**Instructions to follow**: Which lines in the records below contain the word "FormatAnalyzer"? Report each of them.

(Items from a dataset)
PR #4849, opened 2026-09-07
fix(module: tree): parenthesise the drag preventDefault expressions

### LINKED ISSUE #4848: Build fails on master with CS1503 in TreeNodeTitle.razor under .NET SDK 10.0.400
### Describe the bug

`dotnet build` fails on master with four `CS1503` errors in `components/tree/TreeNodeTitle.razor`, so every open pull request is red and nothing can merge. The last commit on master is from 5 August, and PRs opened since then all fail the same way, including maintainer ones such as #4840 and #4847.

The component itself did not change. `TreeNodeTitle.razor` was last touched in January (#4749). What moved is the SDK: `pull-request.yml` asks `actions/setup-dotnet` for `10.0.x` and there is no `global.json`, so the build floats to whatever 10.0 SDK is current on the runner. That is now 10.0.400.

The four attributes pass their condition as an implicit expression:

```razor
@ondragover:preventDefault="@TreeComponent.DragItem!=null"
```

The newer Razor parse reads `!` as the null-forgiving operator, so `DragItem!=null` becomes an assignment rather than a comparison and the attribute value ends up typed `TreeNode<TItem>` where a `bool` is expected.

No app project is needed, the component library alone reproduces it. On a clean checkout of master:

```
dotnet build components/AntDesign.csproj -f net10.0
```

Result depends only on the SDK:

| SDK | Result |
| --- | --- |
| 10.0.302 | Build succeeded, 0 errors |
| 10.0.400 | 4 errors, the ones below |

Other target frameworks fail the same way on 10.0.400, since the error is in the Razor parse rather than the target.

### Exceptions (if any)

```
components/tree/TreeNodeTitle.razor(10,31): error CS1503: Argument 4: cannot convert from 'AntDesign.TreeNode<TItem>' to 'bool'
components/tree/TreeNodeTitle.razor(11,32): error CS1503: Argument 4: cannot convert from 'AntDesign.TreeNode<TItem>' to 'bool'
components/tree/TreeNodeTitle.razor(12,32): error CS1503: Argument 4: cannot convert from 'AntDesign.TreeNode<TItem>' to 'bool'
components/tree/TreeNodeTitle.razor(13,27): error CS1503: Argument 4: cannot convert from 'AntDesign.TreeNode<TItem>' to 'bool'
```

### Further technical details

- master at 11397d0
- Reproduced with SDK 10.0.400 on Ubuntu, same versions CI installs; SDK 10.0.302 on Windows builds it clean
- Only these four sites are affected. The other `!=null` occurrences under `components/` sit inside `@if (...)` or `@(...)`, where the parse is unambiguous.

Writing each condition as `@(TreeComponent.DragItem != null)` restores the comparison and builds on both SDKs. Happy to send that as a PR.

Worth deciding separately whether the build should pin an SDK through `global.json`, since floating `10.0.x` means a runner update can break master without any commit.

thaildhe172591:
### 🤔 This is a ...

- [ ] New feature
- [x] Bug fix
- [ ] Demo update
- [ ] Component style update
- [ ] Refactoring
- [ ] Code style optimization
- [ ] Test Case
- [ ] Branch merge
- [ ] Other (about what?)

### 🔗 Related issue link

Fixes #4848

### 💡 Background and solution

`dotnet build` fails on master with four `CS1503` errors in `TreeNodeTitle.razor`, so every open pull request is red and nothing merges. The component did not change, the file was last touched in January. The build asks `setup-dotnet` for `10.0.x` with no `global.json`, so it floats to the current SDK, and 10.0.400 parses the drag conditions differently.

The four attributes pass their condition as an implicit expression:

```razor
@ondragover:preventDefault="@TreeComponent.DragItem!=null"
```

The `!` is read as the null-forgiving operator, which turns `DragItem!=null` into an assignment instead of a comparison, so the attribute value is typed `TreeNode<TItem>` where a `bool` is expected.

Writing the condition explicitly makes it a comparison again:

```razor
@ondragover:preventDefault="@(TreeComponent.DragItem != null)"
```

Same change on all four drag attributes, nothing else touched. `components/AntDesign.csproj -f net10.0` before and after:

| SDK | Before | After |
| --- | --- | --- |
| 10.0.302 | succeeded | succeeded |
| 10.0.400 | 4 errors | succeeded |

The other `!=null` occurrences under `components/` are inside `@if (...)` or `@(...)`, where the parse is unambiguous, so they are left alone.

One thing worth deciding separately, not part of this PR: a floating `10.0.x` means a runner update can turn master red without any commit. Pinning through `global.json` would make that a deliberate change instead.

### DIFF
--- a/components/tree/TreeNodeTitle.razor
+++ b/components/tree/TreeNodeTitle.razor
@@ -7,10 +7,10 @@
 <span class="@TitleClassMapper.Class" title="@SelfNode.Title" @onclick="OnClick" @ondblclick="OnDblClick"
 	@oncontextmenu="OnContextMenu" @oncontextmenu:preventDefault="TreeComponent.OnContextMenu.HasDelegate"
 	draggable="@(CanDraggable ? "true" : "false")" aria-grabbed="@(CanDraggable ? "true" : "false")"
-	@ondragover:preventDefault="@TreeComponent.DragItem!=null" @ondragover="OnDragOver"
-	@ondragleave:preventDefault="@TreeComponent.DragItem!=null" @ondragleave="OnDragLeave"
-	@ondragenter:preventDefault="@TreeComponent.DragItem!=null" @ondragenter="OnDragEnter"
-	@ondrop:preventDefault="@TreeComponent.DragItem!=null" @ondrop="OnDrop"
+	@ondragover:preventDefault="@(TreeComponent.DragItem != null)" @ondragover="OnDragOver"
+	@ondragleave:preventDefault="@(TreeComponent.DragItem != null)" @ondragleave="OnDragLeave"
+	@ondragenter:preventDefault="@(TreeComponent.DragItem != null)" @ondragenter="OnDragEnter"
+	@ondrop:preventDefault="@(TreeComponent.DragItem != null)" @ondrop="OnDrop"
 	@ondragstart="e => { if (CanDraggable) OnDragStart(e); }" @ondragend="e => { if (CanDraggable) OnDragEnd(e); }">
     @if (TreeComponent.TitleIconTemplate != null && TreeComponent.ShowIcon)
     {


ElderJames:
Thank you @thaildhe172591 !

PR #4850, opened 2026-09-10
fix(module:date-picker): accept date-only input when ShowTime is enabled

DeanOrnys:
### 🤔 This is a ...

- [x] Bug fix

### 🔗 Related issue link

_No upstream issue filed by the reporter; surfaced from a user report._

### 💡 Background and solution

**Reproduction**

```razor
<DatePicker TValue="DateTime?"
            ShowTime="@true"
            Format="dd.MM.yyyy HH:mm"
            Mask="dd.MM.yyyy HH:mm"
            @bind-Value="date" />
```

1. Type a date into the input without time, e.g. `01.01.2024`.
2. Blur / press Enter.
3. The field clears instead of keeping the date with `00:00`.
4. Open the dropdown — the calendar is on the default date, not on `01.01.2024`.

**Root cause**

`DatePickerBase.OnInput` calls `FormatAnalyzer.TryPickerStringConvert` which
rejects any input whose length is shorter than the full format (`dd.MM.yyyy HH:mm`
= 16 chars). For a mask-converted value of `01.01.2024 ` (11 chars) the parse
fails, `_pickerStatus.SelectedValue` is set to `null`, and neither
`ChangePickerValue` nor `ChangeValue` runs. On blur the field is rebuilt from
the (still-null) value, and the calendar stays on the default.

**Fix**

In `DatePickerBase.OnInput`, when the full mask parse fails, try to parse just
the date portion of the mask and combine it with a new `DefaultTime` parameter
(defaults to `TimeSpan.Zero` = `00:00:00`). On success, run the same
`SelectedValue` → `ChangePickerValue` → `ChangeValue` path as a complete input,
so the field keeps the date and the calendar syncs to it.

The `DefaultTime` parameter is exposed publicly so callers can pick a different
fallback time:

```razor
<DatePicker ShowTime="true"
            Format="dd.MM.yyyy HH:mm"
            Mask="dd.MM.yyyy HH:mm"
            DefaultTime="@(new TimeSpan(9, 0, 0))"
            @bind-Value="date" />
```

`FormatAnalyzer.GetDateOnlyFormat(string)` is a new public helper that returns
the date portion of a format (everything before the first `h/H/m/s/t`, with
trailing separators trimmed). It is reused internally by the fallback but is
also available for any future caller that needs the same extraction.

### 📝 Changelog

| Language   | Changelog |
| ---------- | --------- |
| 🇺🇸 English | `DatePicker`: typing a date without time no longer clears the field when `ShowTime` is enabled together with a `Format`/`Mask` that includes time. The missing time portion is now filled with the new `DefaultTime` parameter (default `00:00:00`). The calendar also syncs with the typed date. |
| 🇨🇳 Chinese | `DatePicker`: 在 `ShowTime` 与含时间的 `Format`/`Mask` 组合下，只输入日期不再清空字段，未填的时间部分将使用新增的 `DefaultTime` 参数（默认 `00:00:00`）填充。日历也会同步到所输入的日期。 |

- [x] Doc is updated/provided or not needed _(the parameter is self-documented via XML doc; a demo update can be added if the maintainers want it)_

### DIFF
--- a/components/date-picker/internal/DatePickerBase.cs
+++ b/components/date-picker/internal/DatePickerBase.cs
@@ -204,6 +204,22 @@ namespace AntDesign
             }
         }
 
+        private TimeSpan? _defaultTime;
+
+        /// <summary>
+        /// Time of day used to fill the time portion when the user types only a date
+        /// (e.g. <c>01.01.2024</c>) into a picker whose format includes time
+        /// (e.g. <c>dd.MM.yyyy HH:mm</c>). Defaults to <see cref="TimeSpan.Zero"/>
+        /// (00:00:00) when <c>null</c>.
+        /// </summary>
+        /// <default value="null"/>
+        [Parameter]
+        public TimeSpan? DefaultTime
+        {
+            get => _defaultTime;
+            set => _defaultTime = value;
+        }
+
         /// <summary>
         /// Allow clearing the selected value or not
         /// </summary>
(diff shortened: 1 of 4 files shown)


ElderJames:
Thank you for contribution @DeanOrnys ，please sign the CLA first.

DeanOrnys:
@dotnet-policy-service agree company="Quirco"

DeanOrnys:
@ElderJames done

ElderJames (approved):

**Reply**:
`DatePickerBase.OnInput` calls `FormatAnalyzer.TryPickerStringConvert` which
`FormatAnalyzer.GetDateOnlyFormat(string)` is a new public helper that returns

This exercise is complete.